Indeed, after verification, the file boost/accumulators/numeric/functional/vector.hpp does contain the necessary operators for the 'naive' solution to work.
I believe you should try :
Including either
boost/accumulators/numeric/functional/vector.hpp before any other accumulators header
boost/accumulators/numeric/functional.hpp while defining BOOST_NUMERIC_FUNCTIONAL_STD_VECTOR_SUPPORT
Bringing the operators into scope with a using namespace boost::numeric::operators;.
There's only one last detail left : execution will break at runtime because the initial accumulated value is default-constructed, and an assertion will occur when trying to add a vector of size n to an empty vector. For this, it seems you should initialize the accumulator with (where n is the number of elements in your vector) :
accumulator_set<std::vector<double>, stats<tag::mean> > acc(std::vector<double>(n));
I tried the following code, mean gives me a std::vector of size 2 :
int main()
{
accumulator_set<std::vector<double>, stats<tag::mean> > acc(std::vector<double>(2));
const std::vector<double> v1 = boost::assign::list_of(1.)(2.);
const std::vector<double> v2 = boost::assign::list_of(2.)(3.);
const std::vector<double> v3 = boost::assign::list_of(3.)(4.);
acc(v1);
acc(v2);
acc(v3);
const std::vector<double> &meanVector = mean(acc);
}
I believe this is what you wanted ?

I don't have it set up to try right now, but if all boost::accumulators need is properly defined mathematical operators, then you might be able to get away with a different vector type: http://www.boost.org/doc/libs/1_37_0/libs/numeric/ublas/doc/vector.htm

And what about the documentation?
// The data for which we wish to calculate statistical properties:
std::vector< double > data( /* stuff */ );
// The accumulator set which will calculate the properties for us:
accumulator_set< double, features< tag::min, tag::mean > > acc;
// Use std::for_each to accumulate the statistical properties:
acc = std::for_each( data.begin(), data.end(), acc );

Related

Graph with std::vectors?

I thought that a cool way of using vectors could be to have one vector class template hold an two separate int variables for x/y-coordinates to graph.
example:
std::vector<int, int> *name*;
// First int. being the x-intercept on a graph
// Second int. being the y-intercept on a graph
(I also understand that I could just make every even/odd location or two separate vectors to classify each x/y-coordinate, but for me I would just like to see if this could work)
However, after making this vector type, I came across an issue with assigning which int within the vector will be written to or extracted from.
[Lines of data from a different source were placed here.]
PR #5115, opened 2022-08-15
Backend code for updating namespaces to database

vaidehi44:
## What this PR does
This PR contains Rails code to receive the namespaces from React and save it appropriately to the CourseWikiNamespaces table.


app/models/course_wiki_namespaces.rb
```diff
@@ -0,0 +1,3 @@
+class CourseWikiNamespaces < ApplicationRecord
```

Could anyone tell me how to best select and std::cout both x/y ints appropriately?
P.S. - My main goal, in using vectors this way, is to make a very basic graph output to Visual Studio terminal. While being able to change individual x/y-intercepts by 'selecting' and changing if needed. These coordinates will be outputted to the terminal via for/while loops.
Also, would anyone like to list out different ways to best make x/y-coordinates with different containers?
Your question rather broad, in other words it is asking for a bit too much. I will just try to give you some pointers from which you can work your way to what you like.
A) equidistant x
If your x values are equidistant, ie 0, 0.5, 1, 1.5 then there is no need to store them, simply use a
std::vector<int> y;
if the number of variables is not known at compile time, otherwise a
std::array<int,N> y;
B) arbitrary x
There are several options that depend on what you actually want to do. For simply storing (x,y)-pairs and printing them on the screen, they all work equally well.
map
std::map<int,int> map_x_to_y = { { 1,1}, {2,4}, {3,9}};
// print on screen
for (const auto& xy : map_x_to_y) {
std::cout << xy.first << ":" xy.second;
}
a vector of pairs
std::vector<std::pair<int,int>> vector_x_and_y = { { 1,1}, {2,4}, {3,9}};
Printing on screen is actually the same as with map. The advantage of the map is that it has its elements ordered, while this is not the case for the vector.
C) not using any container
For leightweight calculations you can consider to not store the (xy) pairs at all, but simply use a function:
int fun(int x) { return x*x; }
TL;DR / more focussed
A vector stores one type. You cannot have a std::vector<int,int>. If you look at the documentation of std::vector you will find that the second template parameter is an allocator (something you probably dont have to care about for some time). If you want to store two values as one element in a vector you either have to use std::vector<std::pair<double,double>> or a different container.
PS
I used std::pair in the examples above. However, I do consider it as good practice to name things whenever I can and leave std::pair for cases when I simply cannot give names better than first and second. In this spirit you can replace std::pair in the above examples with a
struct data_point {
int x;
int y;
};

Random normal distribution by Gaussian in C++

I have my function in Python for normal distribution. I need to convert it to C++ and i am not familiar with language.
Here is my Python:
def calculation(value):
sigma = 0.5
size = 10000
x = 200
x_distribution = np.random.normal(value, sigma, size)
for i in x_distribution:
x.append(i)
return x
And it works as expected. I am trying to re-write same thing in C++ and found only the Link and where the "std::normal_distribution<> d{5,2};
" has to make magic. But i could not figure it out how to implement.
Here what i have tried and it is failing.
# include frame.distribution
Frame DistributionModel(x_mu, x_sigma)
{
// Motion model;ignore it
model = std::normal_distribution<> d{x_mu,x_sigma};
return model;
}
Please, help me. Looking for any hints. Thanks.
Well, trouble without end...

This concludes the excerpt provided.